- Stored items
---*---
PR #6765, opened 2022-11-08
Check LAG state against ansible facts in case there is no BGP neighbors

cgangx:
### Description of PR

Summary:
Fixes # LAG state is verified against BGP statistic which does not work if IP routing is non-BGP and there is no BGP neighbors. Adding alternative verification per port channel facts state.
---*---
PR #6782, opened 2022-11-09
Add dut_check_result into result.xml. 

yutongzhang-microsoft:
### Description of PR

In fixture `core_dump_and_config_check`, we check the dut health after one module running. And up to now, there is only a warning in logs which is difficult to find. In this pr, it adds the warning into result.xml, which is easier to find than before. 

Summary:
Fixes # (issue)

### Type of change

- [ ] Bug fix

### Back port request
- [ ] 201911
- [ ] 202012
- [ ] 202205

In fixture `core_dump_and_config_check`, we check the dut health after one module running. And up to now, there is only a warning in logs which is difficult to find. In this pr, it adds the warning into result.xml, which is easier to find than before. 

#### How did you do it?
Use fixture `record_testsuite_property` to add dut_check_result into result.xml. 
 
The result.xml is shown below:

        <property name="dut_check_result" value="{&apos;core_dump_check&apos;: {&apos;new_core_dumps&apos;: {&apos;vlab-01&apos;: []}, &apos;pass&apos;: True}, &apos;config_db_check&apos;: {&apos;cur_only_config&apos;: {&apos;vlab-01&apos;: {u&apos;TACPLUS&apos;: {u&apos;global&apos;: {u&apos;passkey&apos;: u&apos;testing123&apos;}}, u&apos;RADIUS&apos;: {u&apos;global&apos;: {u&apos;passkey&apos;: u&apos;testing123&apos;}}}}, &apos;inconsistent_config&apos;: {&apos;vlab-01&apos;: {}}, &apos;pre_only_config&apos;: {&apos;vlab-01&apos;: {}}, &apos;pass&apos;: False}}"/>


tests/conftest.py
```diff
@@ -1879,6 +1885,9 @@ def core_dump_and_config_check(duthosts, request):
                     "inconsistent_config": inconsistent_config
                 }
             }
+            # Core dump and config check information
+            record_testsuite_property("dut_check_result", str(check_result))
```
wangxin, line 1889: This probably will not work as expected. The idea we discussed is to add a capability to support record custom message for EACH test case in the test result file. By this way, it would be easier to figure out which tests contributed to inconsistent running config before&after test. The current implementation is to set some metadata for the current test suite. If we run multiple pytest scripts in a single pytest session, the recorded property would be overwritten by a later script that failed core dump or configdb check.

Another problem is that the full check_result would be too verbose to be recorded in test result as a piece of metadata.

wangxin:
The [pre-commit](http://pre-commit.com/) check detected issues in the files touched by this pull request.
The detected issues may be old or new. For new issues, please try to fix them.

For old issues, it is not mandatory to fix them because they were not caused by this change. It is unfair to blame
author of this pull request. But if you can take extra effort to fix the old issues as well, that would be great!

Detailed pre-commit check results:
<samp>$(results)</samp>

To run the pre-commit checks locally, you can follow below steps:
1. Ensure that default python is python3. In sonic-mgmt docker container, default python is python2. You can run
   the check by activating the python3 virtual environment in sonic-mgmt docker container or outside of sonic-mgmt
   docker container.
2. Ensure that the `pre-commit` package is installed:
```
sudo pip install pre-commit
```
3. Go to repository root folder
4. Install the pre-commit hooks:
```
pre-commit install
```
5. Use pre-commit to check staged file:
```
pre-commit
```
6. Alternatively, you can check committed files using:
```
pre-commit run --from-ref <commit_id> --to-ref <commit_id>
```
---*---
- Your goal
Say how many lines in the data above contain the string "files", and give no other output.

- Solution for this problem
2